* Goal of the exercise: Take every line containing "that" out of the records.

[Stored items]
+--

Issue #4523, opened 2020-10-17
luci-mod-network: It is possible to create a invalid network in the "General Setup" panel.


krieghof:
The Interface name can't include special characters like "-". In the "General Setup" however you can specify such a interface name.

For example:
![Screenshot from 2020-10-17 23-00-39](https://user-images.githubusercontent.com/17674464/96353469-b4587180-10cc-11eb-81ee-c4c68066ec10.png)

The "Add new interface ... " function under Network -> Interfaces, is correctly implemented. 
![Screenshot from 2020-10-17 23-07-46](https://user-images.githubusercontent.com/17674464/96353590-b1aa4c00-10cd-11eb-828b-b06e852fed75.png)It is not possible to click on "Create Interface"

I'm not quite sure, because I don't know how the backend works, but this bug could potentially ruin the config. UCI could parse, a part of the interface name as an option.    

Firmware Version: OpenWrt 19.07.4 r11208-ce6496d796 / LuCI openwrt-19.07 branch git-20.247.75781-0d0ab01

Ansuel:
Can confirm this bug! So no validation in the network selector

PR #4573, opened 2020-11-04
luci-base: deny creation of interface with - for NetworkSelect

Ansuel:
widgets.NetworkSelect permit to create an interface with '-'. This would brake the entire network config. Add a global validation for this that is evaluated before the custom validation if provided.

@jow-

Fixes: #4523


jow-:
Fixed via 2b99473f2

+--

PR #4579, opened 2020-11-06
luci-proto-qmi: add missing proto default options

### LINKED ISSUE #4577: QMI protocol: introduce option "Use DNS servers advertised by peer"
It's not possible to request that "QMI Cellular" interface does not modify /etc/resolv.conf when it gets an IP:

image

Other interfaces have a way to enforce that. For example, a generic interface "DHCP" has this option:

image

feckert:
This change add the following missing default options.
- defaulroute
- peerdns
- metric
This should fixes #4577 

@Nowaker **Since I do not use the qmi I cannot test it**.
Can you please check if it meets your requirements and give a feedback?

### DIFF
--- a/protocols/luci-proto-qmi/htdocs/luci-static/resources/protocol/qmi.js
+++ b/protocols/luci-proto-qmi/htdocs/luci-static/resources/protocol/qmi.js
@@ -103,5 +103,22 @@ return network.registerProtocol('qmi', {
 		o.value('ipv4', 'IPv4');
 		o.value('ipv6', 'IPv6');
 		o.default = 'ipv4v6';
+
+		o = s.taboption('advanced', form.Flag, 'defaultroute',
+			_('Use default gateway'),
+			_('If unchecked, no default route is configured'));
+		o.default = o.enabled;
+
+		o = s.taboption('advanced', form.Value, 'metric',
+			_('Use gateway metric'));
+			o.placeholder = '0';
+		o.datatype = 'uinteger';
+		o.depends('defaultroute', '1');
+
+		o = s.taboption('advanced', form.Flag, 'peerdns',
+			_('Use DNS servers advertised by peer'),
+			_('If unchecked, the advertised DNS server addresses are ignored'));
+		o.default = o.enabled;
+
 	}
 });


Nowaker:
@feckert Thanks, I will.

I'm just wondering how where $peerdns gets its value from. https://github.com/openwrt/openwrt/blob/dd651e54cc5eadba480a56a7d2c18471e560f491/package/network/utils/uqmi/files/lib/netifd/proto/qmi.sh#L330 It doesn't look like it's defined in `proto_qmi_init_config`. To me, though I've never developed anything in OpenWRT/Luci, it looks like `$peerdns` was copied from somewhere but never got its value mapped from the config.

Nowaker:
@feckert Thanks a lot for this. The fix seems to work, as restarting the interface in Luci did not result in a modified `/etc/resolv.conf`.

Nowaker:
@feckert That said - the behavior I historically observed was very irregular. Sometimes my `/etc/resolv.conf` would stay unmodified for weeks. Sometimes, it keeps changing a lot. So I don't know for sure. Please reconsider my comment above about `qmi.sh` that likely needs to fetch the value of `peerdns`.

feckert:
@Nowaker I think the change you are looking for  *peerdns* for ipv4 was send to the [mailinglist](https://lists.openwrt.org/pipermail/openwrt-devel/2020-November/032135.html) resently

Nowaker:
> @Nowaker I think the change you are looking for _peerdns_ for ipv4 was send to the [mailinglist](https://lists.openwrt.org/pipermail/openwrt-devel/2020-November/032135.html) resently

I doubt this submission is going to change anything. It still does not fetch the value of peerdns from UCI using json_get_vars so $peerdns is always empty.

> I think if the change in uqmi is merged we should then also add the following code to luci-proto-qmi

+--

* Answer to this problem:
widgets.NetworkSelect permit to create an interface with '-'. This would brake the entire network config. Add a global validation for this that is evaluated before the custom validation if provided.
It's not possible to request that "QMI Cellular" interface does not modify /etc/resolv.conf when it gets an IP:
Other interfaces have a way to enforce that. For example, a generic interface "DHCP" has this option:
@feckert That said - the behavior I historically observed was very irregular. Sometimes my `/etc/resolv.conf` would stay unmodified for weeks. Sometimes, it keeps changing a lot. So I don't know for sure. Please reconsider my comment above about `qmi.sh` that likely needs to fetch the value of `peerdns`.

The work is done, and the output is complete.